6.9. Met grief 2 maakt [appellant] bezwaar tegen de overweging van de kantonrechter dat het voorwaardelijk verzoek tot ontbinding van de arbeidsovereenkomst van Personenvervoer zonder bezwaar van [appellant] ter zitting is ingetrokken. [appellant] meent dat er geen sprake was van een voorwaardelijk verzoek. De grief faalt. Uit de manier waarop het verzoek in het “verweerschrift” van Personenvervoer is geformuleerd, blijkt onmiskenbaar dat Personenvervoer het oog had op een voorwaardelijk verzoek, namelijk indien de kantonrechter zou oordelen dat de arbeidsovereenkomst tussen partijen na 31 juli 2011 was voortgezet. Een dergelijk verzoek kan niet worden gedaan in een procedure als de onderhavige, hetgeen de kantonrechter kennelijk ter zitting aan de orde heeft gesteld, waarna Personenvervoer het verzoek heeft ingetrokken.

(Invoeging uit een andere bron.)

PR #172, opened 2022-02-02
chore: Upstream spec from GraphQL 1.13 branch

daemonsy:
This upstreams 2 spec files from https://github.com/Gusto/apollo-federation-ruby/pull/160 to main, since they pass across other versions. 

Notes in the code review

### DIFF
--- a/spec/apollo-federation/entities_field_spec.rb
+++ b/spec/apollo-federation/entities_field_spec.rb
@@ -71,10 +71,8 @@ RSpec.describe ApolloFederation::EntitiesField do
 
         it 'sets the Query as the owner to the _entities field' do
           expect(
-            schema.graphql_definition
-              .types['Query']
+            schema.query
               .fields['_entities']
-              .metadata[:type_class]
               .owner.graphql_name,
           ).to eq('Query')
         end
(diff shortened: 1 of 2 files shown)


spec/apollo-federation/entities_field_spec.rb
```diff
@@ -71,10 +71,8 @@
 
         it 'sets the Query as the owner to the _entities field' do
           expect(
-            schema.graphql_definition
-              .types['Query']
+            schema.query
               .fields['_entities']
-              .metadata[:type_class]
```
daemonsy, line 77: `.metadata` is deprecated, this was failing on 1.13.x

spec/apollo-federation/service_field_spec.rb
```diff
@@ -408,75 +406,64 @@ def self.visible?(context)
       )
     end
 
-    context 'with a filter' do
+    context 'with context in schema generation' do
```
daemonsy, line 409: This spec is testing that schema generation (`#federation_sdl`) respects a passed in context. But we tested this indirectly by using a filter (`PermissionWhitelist`). I think using a filter class like this is deprecated. 

With the above, just decided to rewrite the spec to make it more direct.

grxy (approved):

Issue #151, opened 2022-01-20
Graphql 1.13.4+


Fadi25:
Hello Gusto,

I'm facing an issue when using the latest Graphql gem version.

It can be reproduced by changing the graphql version to (1.13.4 or 1.13.5)
rspec ./spec/apollo-federation/entities_field_spec.rb:72 

Thanks

daemonsy:
Hey @Fadi25 looking at our appraisals file, we don't have support for GraphQL 1.1.3.x locked down yet. It's one of the higher priority items on my queue to look into. 

Also see https://github.com/Gusto/apollo-federation-ruby/pull/147, I think that's a good place we can start.

daemonsy:
Done a [spike](https://github.com/Gusto/apollo-federation-ruby/pull/160 ) on GraphQL 1.13.x support. It looks like the only real lift is to remove support from GraphQL 1.9.x, which cleans up the codebase quite a little too.  

https://github.com/Gusto/apollo-federation-ruby/issues/161

daemonsy:
Hi @Fadi25, we shipped "official support" for GraphQL 1.13.x. It's essentially just running specs against GraphQL 1.13.x. 
Initially I thought we will be fixing some deprecations, but they went away with removing support for GraphQL 1.9.x. 

I tried running our current specs against 1.13.4 and 1.13.5, they all passed. 

Could you test if the latest version of the library works for you? If not, could you post more information to help us reproduce the problem?

Fadi25:
Thanks for the update @daemonsy,

Indeed tests are green now, however I tried updating gql to 1.13.5 and Apollo-federation 2.2.0 on my project, unfortunately I'm getting this error, for example after running mutation such as

      mutation {
        createRule(input: { threshold: 123 })
        { rule { id } }
      }

   Failure/Error:
       def to_graphql
         field_defn = super # Returns a GraphQL::Field
         field_defn.metadata[:federation_directives] = @federation_directives
         field_defn
       end
     
     ArgumentError:
       wrong number of arguments (given 1, expected 0)
     # /Users/fadi/.rvm/gems/ruby-3.1.0/gems/apollo-federation-2.2.0/lib/apollo-federation/has_directives.rb:12:in `to_graphql'
     # /Users/fadi/.rvm/gems/ruby-3.1.0/gems/graphql-1.13.5/lib/graphql/schema/object.rb:137:in `block in to_graphql'
[...]

PR #177, opened 2022-03-07
fix: Remove to_graphql and make the interpreter runtime a requirement for older GraphQL versions

daemonsy:
# What's up? 

Trying to deal with the problem caused by `to_graphql` in https://github.com/Gusto/apollo-federation-ruby/issues/151. 

## The cause

GraphQL Ruby is deprecating the `to_graphql` method, slated for removal in 2.0. In 1.13, an argument was introduced `def to_graphql(silence_deprecation_warning: false)`. 

We have a `to_graphql` method in our codebase to add federation directives decorations. It is breaking because we defined it as a method with no arguments. 

Tests didn't break because we don't actually call this method in our specs. We rely on GraphQL ruby to call it in GraphQL versions where the **interpreter runtime is not the default.**

## Complications 

First thought was to add a spec to it, proxy arguments over. I'm used to proxying args `Ruby 2.7.x` style. It failed in our specs because the specs are running on `Ruby 2.6.x`. See this [article](https://www.ruby-lang.org/en/news/2019/12/12/separation-of-positional-and-keyword-arguments-in-ruby-3-0/). 

Given that Ruby 3.x is out, our keyword proxying should do the right thing. We also really didn't want to check for arity. 

## Let's just remove `to_graphql`

Specs fail if we remove the method, but why? The library requires the call to populate metadata on the legacy runtime. 

If we made the interpreter runtime a requirement on older versions of GraphQL where it wasn't the default, all specs pass. 

Given how old these versions are, I think this is the best solution. We're going to remove its use for 2.0 anyway.


example/products.rb
```diff
@@ -58,6 +58,11 @@ def top_products(first:)
 end
 
 class ProductSchema < GraphQL::Schema
+  if Gem::Version.new(GraphQL::VERSION) < Gem::Version.new('1.12.0')
```
daemonsy, line 61: All the other test schemas already have this code block, these two just happened to be missed 🤷‍♂️

daemonsy:
I'd think we can remove support for GraphQL < 1.12 once we support 2.0. But I'd like to get some stats first if I can to confirm that they're not widely used by the community.

grxy (approved):
LGTM

PR #180, opened 2022-03-10
fix: remove InstanceDefinable reference

daemonsy:
# What's up? 
`InstanceDefinable` is used for the old block based `define` syntax. It's been deprecated since `1.10`. Not sure why we're referencing it. 

https://github.com/rmosolgo/graphql-ruby/pull/2680

### DIFF
--- a/gemfiles/graphql_2.0.gemfile.lock
+++ b/gemfiles/graphql_2.0.gemfile.lock
@@ -1,9 +1,9 @@
 PATH
   remote: ..
   specs:
-    apollo-federation (2.2.0)
+    apollo-federation (2.2.1)
       google-protobuf (~> 3.19)
-      graphql (>= 2.0)
+      graphql (>= 1.10.14)
 
 GEM
   remote: https://rubygems.org/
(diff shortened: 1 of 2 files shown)


geshwho (commented):
What's up with the gemfile lock changes?

daemonsy:
In the previously merged PR https://github.com/Gusto/apollo-federation-ruby/pull/176 I think after removing a bump in `Gemfile`, the author didn't bundle again, so the lockfile was still in the previous state. 

I didn't catch that.

daemonsy:
Added an issue to track lockfile drift.

geshwho (approved):

modosc:
hi, any eta on getting this fix released?

geshwho:
> hi, any eta on getting this fix released?

@modosc apologies, it looks like this wasn't automatically released because the commit on  `main` did not follow the format that semantic release was expecting. We're still getting used to this system :sweat_smile:

I'll see if I can manually push a release including this fix today or tomorrow.

geshwho:
@modosc Thanks for your patience. As the bot mentioned, this fix should be available on v2.2.2!

PR #185, opened 2022-03-15
fix: Add a ruby verison file

geshwho:
Pins the ruby version to 2.7.5 for development. In the future we should
consider adding a test matrix of officially supported version of ruby.

I am partially doing this in order to cut a release of the gem 😅


daemonsy (approved):
Oh thank you, this has been so painful!

PR #187, opened 2022-03-23
fix: camelize string fields to match sym behavior

geshwho:
Followup to a previous feature release, which intentionally did not camelize string inputs in order to preserve backwards compatibility. Here we are breaking compatibility to make the behavior consistent. Users can revert the behavior using the `camelize` option if it is necessary.

BREAKING CHANGE: string fields will be camelized by default rather than passed as is.

### DIFF
--- a/lib/apollo-federation/field_set_serializer.rb
+++ b/lib/apollo-federation/field_set_serializer.rb
@@ -6,20 +6,18 @@ module ApolloFederation
   module FieldSetSerializer
     extend self
 
-    def serialize(fields)
+    def serialize(fields, camelize: true)
       case fields
       when Hash
         fields.map do |field, nested_selections|
-          "#{camelize(field)} { #{serialize(nested_selections)} }"
+          "#{camelize(field, camelize)} { #{serialize(nested_selections, camelize: camelize)} }"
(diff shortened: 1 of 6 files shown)


lib/apollo-federation/field_set_serializer.rb
```diff
@@ -6,29 +6,27 @@ module ApolloFederation
...
         raise ArgumentError, "Unexpected field set type: #{fields.class}"
       end
     end
 
     private
 
-    def camelize(field)
-      GraphQL::Schema::Member::BuildType.camelize(field.to_s)
+    def camelize(field, camelize)
+      camelize ? GraphQL::Schema::Member::BuildType.camelize(field.to_s) : field.to_s
```
daemonsy, line 29: I tested the behavior of this helper. 

Camel_Me => camelMe 
camel_me => camelMe
camelMe => camelMe 
camelme => camelme 

I think this is the behavior we want. All it does is to lower camelcase snaked case stuff. If you had a slightly different camelisation scheme, it doesn't touch it. :+1:

daemonsy (approved):
LGTM :+1: 

Reminder on the breaking change prefix

PR #188, opened 2022-03-23
fix: add linux and darwin platforms to lockfile

geshwho:


daemonsy:
If this gets us stable bundling where it's no longer changing to linux on every bundle :+1:

PR #705, opened 2021-05-25
Feature/generic eq dto function

ptuytsch:


src/gateway/dto/base.py
```diff
@@ -44,9 +44,14 @@ def __setattr__(self, key, value):
 
     def __eq__(self, other):
         # type: (Any) -> bool
+        # This only works with the generic DTO which uses the 'capture_fields' decorator
+        field_names = getattr(self.__class__.__init__, 'field_names', None)
```
LnL7, line 48: If `__eq__` depends on the decorator we should move that logic to the class itself using a metaclass so it can't break in unexpected ways. Alternatively comparing the loaded fields should also fix the issue.

```python
if set(self.loaded_fields) != set(other.loaded_fields):
    return False
```

LnL7 (dismissed):

LnL7 (dismissed):

LnL7 (approved):

PR #710, opened 2021-06-07
Authentication V1 API

ptuytsch:


src/cloud/events.py
```diff
@@ -82,7 +82,7 @@ def _send_events_loop(self):
             if not self._batch_send_events():
                 raise DaemonThreadWait
         except APIException as ex:
-            logger.error('Error sending events to the cloud %', ex)
+            logger.error('Error sending events to the cloud {}'.format(ex))
```
LnL7, line 85: Using percent formatting logging is generally best practice https://docs.python.org/2.7/library/logging.html#module-level-functions, but just % isn't a valid formatter.

```suggestion
            logger.error('Error sending events to the cloud %s', ex)
```

src/gateway/authentication_controller.py
```diff
@@ -88,6 +90,27 @@ def login(self, user_dto, accept_terms=False, timeout=None):
...
+
+        if user_orm is None:
+            return False, UserEnums.AuthenticationErrors.INVALID_CREDENTIALS
+
+        user_dto = UserMapper.orm_to_dto(user_orm)
+        return self.login(user_dto, accept_terms=accept_terms, timeout=timeout)
+
+    def login_with_rfid_tag(self, rfid_tag_string, accept_terms=False, timeout=None):
+        # type: (str, bool, Optional[float]) -> Tuple[bool, Union[str, AuthenticationToken]]
+        """  Login a user given a UserDTO """
```
LnL7, line 108:
```suggestion
        """  Login a user using an authorized RFID tag """
```

src/gateway/webservice_v1.py
```diff
@@ -849,6 +850,43 @@ def delete_rfid(self, rfid_id, token=None):
...
+        # --- POST ---
+        self.route_dispatcher.connect('authenticate', '/authenticate',
+                                      controller=self, action='authenticate',
+                                      conditions={'method': ['POST']})
+        self.route_dispatcher.connect('deauthenticate', '/deauthenticate',
+                                      controller=self, action='deauthenticate',
+                                      conditions={'method': ['POST']})
+
+    @openmotics_api_v1(auth=False, expect_body_type='JSON')
+    def authenticate(self, request_body):
```
LnL7, line 870: Is the current esafe backend api also overloaded? Splitting up the endpoints for each type might be a good idea.

src/gateway/webservice_v1.py
```diff
@@ -849,6 +850,43 @@ def delete_rfid(self, rfid_id, token=None):
...
+        if 'code' in request_body:
+            success, data = self._user_controller.authentication_controller.login_with_user_code(pin_code=request_body['code'], accept_terms=True)
```
LnL7, line 872: I think it would be better to handle `accept_terms` implicitly (for now?) when registering users/rfid tags instead of during the authentication flow.

LnL7 (approved):

PR #712, opened 2021-06-09
Bugfix/v1 api inconcistencies

ptuytsch:


src/gateway/delivery_controller.py
```diff
@@ -114,27 +124,37 @@ def current_timestamp_to_string_format(cls):
...
         if delivery_dto.timestamp_pickup is not None:
             raise RuntimeError('Cannot update the delivery with id: {}: Delivery has already been picked up'.format(delivery_id))
 
         delivery_dto.timestamp_pickup = DeliveryController.current_timestamp_to_string_format()
-        return DeliveryController.save_delivery(delivery_dto)
+        if delivery_dto.type == Delivery.DeliveryType.RETURN:
+            pickup_user_dto = delivery_dto.user_pickup
+            delivery_dto.user_pickup = delivery_dto.user_delivery
+            delivery_dto_saved = self.save_delivery(delivery_dto)
+            self.user_controller.remove_user(pickup_user_dto)
```
LnL7, line 140: I don't really understand the logic here, do we create temporary users for each return?

src/gateway/user_controller.py
```diff
@@ -108,12 +115,18 @@ def load_user(self, user_id):
...
+    def load_users(self, roles=None, include_inactive=False):
+        # type: (List[str], bool) -> List[UserDTO]
         """  Returns a list of UserDTOs with all the usernames """
         _ = self
         users = []
-        for user_orm in User.select():
+        query = User.select()
+        if roles is not None:
+            clauses = [(User.role == role) for role in roles]
+            query = query.where(reduce(operator.or_, clauses))
```
LnL7, line 126: Isn't there a builtin query like `query.where(User.role.in(roles))`?

src/gateway/webservice_v1.py
```diff
@@ -344,14 +347,14 @@ def post_user(self, role, request_body):
 
         user_dto.username = uuid.uuid4().hex
         # add a custom user code
-        user_dto.pin_code = str(self._user_controller.generate_new_pin_code())
+        user_dto.pin_code = str(self._user_controller.generate_new_pin_code()).rjust(UserController.PinCodeLength[user_dto.role], '0')
```
LnL7, line 350: This seems to imply that the generation of new pin codes isn't long enough?

src/gateway/delivery_controller.py
ptuytsch: yes, we do. It is to generate a pickup code that is not already in use. When the delivery is picked up, the temporary user needs to be deleted. Would there be a better method to generate a pickup code that is not in the user.user_code column?

src/gateway/webservice_v1.py
ptuytsch: yes, that is the reason :) the generate_new_pin_code function will generate an integer, but it can be less than 4 or 6 digits, therefore the string is padded. I will change the generate function to take in this parameters, this will make more sense

src/gateway/user_controller.py
ptuytsch: it does! didn't know that, Thx!

LnL7 (approved):

PR #714, opened 2021-06-16
OM-2042 master bootloader timings

Shinigami-shinto:


src/gateway/hal/master_controller_classic.py
```diff
@@ -1208,41 +1208,46 @@ def update_master(self, hex_filename, controller_serial=INJECTED):
...
+                    # >
+                    # > Using /dev/ttyO5 at 115200 bps
+                    # > Connecting...
+                    # > Bootloader Firmware v1.05
+                    # > PIC18F67J11 Revision 10
+                    match = re.findall(pattern=r'Bootloader Firmware (v[0-9]+\.[0-9]+).*(PIC.*) Revision',
+                                       string=response,
+                                       flags=re.DOTALL)
+                    if not match:
+                        raise RuntimeError('Bootloader response did not match: {0}'.format(response))
```
khenderick, line 1244: Raising this exception means that if the first timing doesn't work, you'll won't try again.

I think you'll need some kind of `bootloader_active` variable (`False` by default) that you can set to `True` right before you break out of the loop. Instead of raising the exception, you log a warning, `continue` the loop and then below the loop you check the boolean and raise if not `True`.

khenderick (changes requested):

src/gateway/hal/master_controller_classic.py
Shinigami-shinto: Feedback aplied

khenderick (approved):

PR #715, opened 2021-06-23
Thermostat (and other) fixes

khenderick:


src/gateway/input_controller.py
```diff
@@ -123,7 +124,12 @@ def load_inputs(self):  # type: () -> List[InputDTO]
         inputs_dtos = []
         for input_ in list(Input.select(Input, Room)
                                 .join_from(Input, Room, join_type=JOIN.LEFT_OUTER)):  # TODO: Load dicts
-            input_dto = self._master_controller.load_input(input_id=input_.number)
+            try:
+                input_dto = self._master_controller.load_input(input_id=input_.number)
+            except TypeError as ex:
+                logger.error('Could not load input {0}: {1}'.format(input_.number, ex))
+                self.request_sync_orm()  # This likely is caused by module reconfigurations
```
LnL7, line 131: Not sure if this is a great idea, a but or misconfigured input could potentially cause constant syncing.

LnL7 (approved):

src/gateway/input_controller.py
khenderick: Valid point, I'll remove the statement. The scheduled sync will solve it a bit later anyway.

LnL7 (approved):

PR #716, opened 2021-06-23
Heartbeat TCP connection reuse

svanscho:


src/vpn_service.py
```diff
@@ -141,9 +144,9 @@ def call_home(self, extra_data):
         if self._url is None:
             logger.debug('Cloud not configured, skipping call home')
         try:
-            request = requests.post(self._url,
-                                    data={'extra_data': json.dumps(extra_data, sort_keys=True)},
-                                    timeout=10.0)
+            request = self._session.post(self._url,
+                                         data={'extra_data': json.dumps(extra_data, sort_keys=True)},
+                                         timeout=10.0)
```
LnL7, line 149: The request timeout can also be configured on the session, ensuring that all calls will timeout.

LnL7 (approved):
Did you check that the connections are reused between requests? It's not entirely clear to me how or how long urllib3 decides to keep connections open.

PR #718, opened 2021-06-28
OM-2289 Proceed with flashing the master firmware in case of a failed version call

Shinigami-shinto:


src/openmotics_update.py
```diff
@@ -290,17 +290,28 @@ def update_master_firmware(master_type, hexfile, version):
     elif master_type == 'master_coreplus':
         arguments += ['--master-firmware-core', hexfile]
     try:
+        # If the master is stuck in BL, the version call fails, but we should still be able to flash the master
         output = subprocess.check_output(['python', master_tool, '--version'])
+    except Exception as exc:
+        logger.exception('Checking master firmware version failed - trying to flash a couple of times')
+        for i in range(3):
```
svanscho, line 297: perhaps we can log the attempt number so it's clear how many times we will retry this in case of troubleshooting

khenderick (dismissed):

khenderick (approved):

PR #723, opened 2021-06-30
Adding support for shutter integration tests

khenderick:


testing/cicd/tests/hardware_layout.py
```diff
@@ -116,6 +133,10 @@ def __init__(self, name, mtype, hardware_type, is_can=False, inputs=None, cts=No
         for temp in (temps or []):
             temp.module = self
             self.temps.append(temp)
+        self.shutters = []
+        for shutter in (shutters or []):
```
Shinigami-shinto, line 137: I didn't understand this at first, but I guess it's to avoid: `NoneType is not iterable`

Shinigami-shinto (approved):
I went through it commit by commit in pycharm :)

testing/cicd/tests/hardware_layout.py
khenderick: Correct.

PR #729, opened 2021-07-05
OM-2316 Factory reset disables Large Installation

Shinigami-shinto:


khenderick (changes requested):
Already fixed at https://github.com/openmotics/gateway/blob/develop/src/gateway/hal/master_controller_classic.py#L1356

This was also an issue when doing a restore.

PR #732, opened 2021-07-12
Feature/esafe events

ptuytsch:


src/gateway/pubsub.py
```diff
@@ -93,6 +103,14 @@ def _publish_all_events(self):
                 self._publish_gateway_event(*event)
             except Empty:
                 break
+        while True:
+            try:
+                event = self._esafe_events.get(block=True, timeout=0.25)
+                if event is None:
+                    return
```
khenderick, line 110: I think I just noticed a bug; not on this line, but on the two return statements above. If there's no e.g. master event after two seconds, it should rather break the while loop and try the next event types. /CC @LnL7

khenderick (changes requested):

src/gateway/pubsub.py
ptuytsch: isn't this the case with the break statement when an empty exception is raised due to the events queue being empty (with the timeout of 0.25 seconds)? I'll test this in more detail to be sure.

khenderick: Nevermind, my bad. The `stop` function puts `None` into these queues to abort the thread.

khenderick (approved):

PR #733, opened 2021-07-13
Reflecting event changes

khenderick:


src/master/core/events.py
```diff
@@ -149,39 +183,102 @@ def data(self):
...
+                                   'value': Temperature.system_value_to_temperature(self._data[1])}]
             elif self._action == 1:
-                sensor_type = Event.SensorType.HUMIDITY
-                sensor_value = Humidity.system_value_to_humidity(self._data[1])
+                sensor_values += [{'type': Event.SensorType.HUMIDITY,
+                                   'value': Humidity.system_value_to_humidity(self._data[1])}]
             elif self._action == 2:
-                sensor_type = Event.SensorType.BRIGHTNESS
-                sensor_value = self._word_decode(self._data[0:2])
+                sensor_values += [{'tye': Event.SensorType.BRIGHTNESS,
```
LnL7, line 212:
```suggestion
                sensor_values += [{'type': Event.SensorType.BRIGHTNESS,
```

src/master/core/events.py
```diff
@@ -149,39 +183,102 @@ def data(self):
...
+                                   'value': self._word_decode(self._data[0:2])}]
+            elif self._action == 3:
+                sensor_values += [{'type': Event.SensorType.CO2,
```
LnL7, line 215: FYI while events for new sensor types are handled here the sensor controller still won't sync the new types. Some changes are still needed there to fully support co2/voc sensors.

src/master/core/events.py
khenderick: Nice catch

src/master/core/events.py
khenderick: Good point, I've made sure the SensorController wouldn't raise exceptions if these new sensor types would be send.

LnL7 (approved):

PR #218, opened 2025-07-02
Consolidates gauge metric filtering logic and add gauge example in docs

xinchengxx:
## Motivation
With gauge metrics now stable in upstream, we can simplify the filtering logic and improve documentation to better support gauge usage patterns.

### DIFF
--- a/src/metrics.rs
+++ b/src/metrics.rs
@@ -297,6 +297,9 @@ impl Visit for MetricVisitor<'_> {
 /// info!(histogram.qux = 1);
 /// info!(histogram.abc = -1);
 /// info!(histogram.def = 1.1);
+///
+/// info!(gauge.foo = 1);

6.10. Grief 9 stelt aan de orde dat de kantonrechter ten onrechte een bedrag van € 50,- aan reis- en verblijfkosten in de proceskosten aan de zijde van Personenvervoer heeft meegenomen, omdat Personenvervoer zich heeft laten vertegenwoordigen door iemand die in dienst is van Personenvervoer. Ook deze grief faalt. Een – forfaitair – bedrag als dit is, gelet op het feit dat ook de tijd die een personeelslid van Personenvervoer moet besteden aan deze procedure op geld waardeerbaar is, alleszins redelijk te noemen.
Slotsom
6.11. Alle grieven falen en het vonnis waarvan beroep dient te worden bekrachtigd met veroordeling van [appellant] als de in het ongelijk gestelde partij in de kosten van het geding in hoger beroep. Het geliquideerd salaris van de advocaat zal worden begroot op 1 punt naar tarief II.
De beslissing
Het gerechtshof:
bekrachtigt het vonnis waarvan beroep;
veroordeelt [appellant] in de kosten van het geding in hoger beroep en begroot die aan de zijde van Personenvervoer tot aan deze uitspraak op € 649,- aan verschotten en € 894,- aan geliquideerd salaris voor de advocaat;
Aldus gewezen door mrs. M.E.L. Fikkers, R.A. Zuidema en E.C. Smits, en uitgesproken door de rolraadsheer ter openbare terechtzitting van dit hof van dinsdag 21 februari 2012 in bijzijn van de griffier.